Mathematical models and algorithms have become essential for many professionals in other areas, including sociologists, financial analysts, political scientists, public administration workers, and the governments [12], with this list continuing to grow. Our discussion would be incomplete if we do not mention here a deep connection between mathematics and the arts. Ancient civilizations, including Egyptians, Mesopotamians, and Chinese, studied the mathematics of sound, and the Ancient Greeks investigated the expression of musical scales in terms of the ratios of small integers. They considered harmony as a branch of science, known now as musical acoustics. They worked to demonstrate that the mathematical laws of harmonics and rhythms have a fundamental character not only to the understanding of the world but also to human happiness and prosperity.

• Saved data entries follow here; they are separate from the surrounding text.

Issue #5625, opened 2023-08-09
Topic sentences should be set workflow-by-workflow


denis-yuen:
**Is your feature request related to a problem? Please describe.**
Looks a bit silly with Broad workflows
Can we tie these into a .dockstore.yml on a workflow by workflow basis to avoid the Broad repeated topic sentence issue

**Describe the solution you'd like**
Allow specification of topic sentences workflow-by-workflow in the .dockstore.yml

**Describe alternatives you've considered**
Can also consider harvesting and/or merging existing code to get descriptions or `doc` fields from workflow metadata fields. 

**Additional context**

┆Issue is synchronized with this [Jira Story](https://ucsc-cgl.atlassian.net/browse/DOCK-2444)
┆Fix Versions: Dockstore 1.15
┆Issue Number: DOCK-2444
┆Sprint: 124 - Welland Canal
┆Issue Type: Story

denis-yuen:
See also https://github.com/dockstore/dockstore/issues/4972

denis-yuen:
Also user customizable icons for workflows - workflow-by-workflow

PR #5713, opened 2023-10-24
Add topic field in .dockstore.yml for GitHub app tools, workflows, and notebooks

kathy-t:
**Description**
This PR adds a `topic` field to the .dockstore.yml that hooks up to the existing Entry `topicManual` field, allowing users to specify a topic for each workflow in the .dockstore.yml.

The `topicManual` and `topicAutomatic` fields are entry-level properties, which was a bit hard for me to wrap my head around because most fields in the .dockstore.yml are version-level. This `topic` .dockstore.yml field operates similar to the other entry-level properties in the .dockstore.yml like `publish` and `latestTagAsDefault` by using the value from the latest push.

Behaviour:
- The entry `topicManual` is set using the `topic` from the latest push. 
- If `topic` is non-empty, the `topicManual` is updated and the `topicSelection` is automatically set to `MANUAL`.
- If `topic` is empty, i.e. `topic: ''`, then the `topicManual` is reset to `null` and the `topicSelection` is automatically set to `AUTOMATIC`. This is to provide the user a way to reset their `topicManual` since they can't edit it in the UI.
- If `topic` doesn't exist in the .dockstore.yml at all, nothing is changed. This is to prevent a version without a topic from clearing the entry's `topicManual`.
- The user is still able to change the topic selection in the UI for GitHub app entries if they want to.

**Review Instructions**
Create a .dockstore.yml with more than two workflows and specify a `topic` for each workflow. Check on QA that these two workflows have the topic you specified and that the topic selection is MANUAL.

Set the topic to an empty string for both workflows, i.e. `topic: ''`. Check on QA that these two workflows have no `Manual Topic` value and that the Topic Selection is AUTOMATIC.

**Issue**
#5625 

**Security and Privacy**

e.g. Does this change...
* Encryption features?


svonworl:
> The existing Entry topicManual and topicAutomatic fields are entry-level properties, which was a bit hard for me to wrap my head around because most fields in the .dockstore.yml are version-level. This topic .dockstore.yml field operates similar to the other entry-level properties in the .dockstore.yml like publish and latestTagAsDefault by using the value from the latest push.

Yeah, it's easy to convince myself that the topic, like the README/description, should be "per version".  If the topic is entry-level, and a workflow has multiple versions that specify different topics in the `.dockstore.yml`, the entry-level topic will change as the different versions are pushed...

dockstore-common/src/main/java/io/dockstore/common/yaml/Service12.java
```diff
@@ -51,4 +51,8 @@ public String getPrimaryDescriptorPath() {
     public String getReadMePath() {
         throw new UnsupportedOperationException();
     }
+
+    public String getTopic() {
+        throw new UnsupportedOperationException();
```
svonworl, line 56: An aside, is the topic not supported for Services because we didn't add the support when we first implemented topics?

dockstore-webservice/src/main/java/io/dockstore/webservice/resources/AbstractWorkflowResource.java
```diff
@@ -826,6 +827,19 @@ private Workflow createOrGetWorkflow(Class workflowType, String repository, User
...
+        // Update the manual topic if it's not blank in the .dockstore.yml.
+        // Purposefully not clearing the manual topic when it's null in the .dockstore.yml because another version may have set it
+        if (workflowType != Service.class && wf.getTopic() != null) {
+            if (StringUtils.isNotBlank(wf.getTopic())) {
+                workflowToUpdate.setTopicManual(wf.getTopic());
+                workflowToUpdate.setTopicSelection(TopicSelection.MANUAL);
+            } else {
+                // Clear manual topic if the user purposefully put an empty string
+                workflowToUpdate.setTopicManual(null);
+                workflowToUpdate.setTopicSelection(TopicSelection.AUTOMATIC);
```
svonworl, line 839: If the user has selected the AI topic, do we want to leave the selection the way it is?

dockstore-common/src/main/java/io/dockstore/common/yaml/Service12.java
kathy-t: I believe the support is there in the backend, but not exposed in the front-end for services. I followed the same pattern as the recently added `readMePath` property where it's not supported for services either

dockstore-webservice/src/main/java/io/dockstore/webservice/resources/AbstractWorkflowResource.java
kathy-t: Oh right, I'll have to merge this PR first and modify that in the other PR. Good catch, and yeah I think we would want to leave it as is if the user selected AI

kathy-t:
> > The existing Entry topicManual and topicAutomatic fields are entry-level properties, which was a bit hard for me to wrap my head around because most fields in the .dockstore.yml are version-level. This topic .dockstore.yml field operates similar to the other entry-level properties in the .dockstore.yml like publish and latestTagAsDefault by using the value from the latest push.
> 
> Yeah, it's easy for me to convince myself that the topic, like the README/description, should be "per version". If the topic is entry-level, and a workflow has multiple versions that specify different topics in the `.dockstore.yml`, the entry-level topic will change as the different versions are pushed...

I convinced myself of that at first but then I started thinking that it might be repetitive if the user has to edit the topic for each version in an entry when the topic is meant to be a general description of the workflow. 

We have specified in the docs before that a entry-level property should only be set in a main branch (see `publish` comment [here](https://docs.dockstore.org/en/stable/assets/templates/workflows/workflows.html#full-template-with-explanation-of-all-available-fields)), so we could do something similar to help prevent the topic from changing.

I agree that it's difficult to manage an entry-level topic if multiple versions can change it, so please weigh in if you have strong feelings on entry-level vs version-level topics in the .dockstore.yml

coverbeck:
> I agree that it's difficult to manage an entry-level topic if multiple versions can change it, so please weigh in if you have strong feelings on entry-level vs version-level topics in the .dockstore.yml

I had similar concerns about the publish property when that was added and was never entirely comfortable with it; whether an entry is published comes down to which branch/tag is processed last.

> Behaviour:
    The entry topicManual is set using the topic from the latest push.
    If topic is non-empty, the topicManual is updated and the topicSelection is automatically set to MANUAL.
    If topic is empty, i.e. topic: '', then the topicManual is reset to null and the topicSelection is automatically set to AUTOMATIC. This is to provide the user a way to reset their topicManual since they can't edit it in the UI.
    If topic doesn't exist in the .dockstore.yml at all, nothing is changed. This is to prevent a version without a topic from clearing the entry's topicManual.
    The user is still able to change the topic selection in the UI for GitHub app entries if they want to.

This behavior is pretty subtle. Want to topic automatic? -- specify `topic: ''`, but don't omit the property entirely, etc. On the other hand, it's unlikely that people are going to be switching the value very often. It's worth documenting; if there isn't a followup doc ticket, could you please create one.

Despite my above concerns, the property is on the entry and belongs there, and I can't think of any better alternatives.

coverbeck (approved):

kathy-t:
> This behavior is pretty subtle. Want to topic automatic? -- specify `topic: ''`, but don't omit the property entirely, etc. On the other hand, it's unlikely that people are going to be switching the value very often. It's worth documenting; if there isn't a followup doc ticket, could you please create one.

Created https://github.com/dockstore/dockstore/issues/5720, I want to put the 1.15 milestone but not sure since we wanted to keep it slim :slightly_smiling_face: @coverbeck please add it if it makes sense

svonworl (approved):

While a myriad of examples of the intrinsic connection between mathematics and the arts are found in the Ancient World, undoubtedly the Renaissance brought an enriched rebirth of classical ancient world cultures and mathematical ideas not only for better understanding of nature but also for the arts. Indeed, painting three-dimensional scenes on a two-dimensional canvas presents just one example where such a connection was shown to be critical. Not only philosophers, but artists too, were convinced that the whole universe, including the arts, could be explained with geometric and numerical techniques. There are many examples from the Renaissance period where painters were also mathematicians, with Piero della Francesca (c.1415–1492) and Leonardo da Vinci (1452–1519) among them. Nowadays, the arts and mathematics are closely interconnected, continuing to enrich each other. There are many architectural masterpieces and paintings that have been preserved based on the implementation of sophisticated mathematical models. Efficient computer graphics algorithms have brought a new dimension to many branches of the modern arts, while a number of composers have incorporated mathematical ideas into their works (and the golden ratio and Fibonacci numbers are among them). Musical applications of number theory, algebra, and set theory, among other areas of mathematics, are well known.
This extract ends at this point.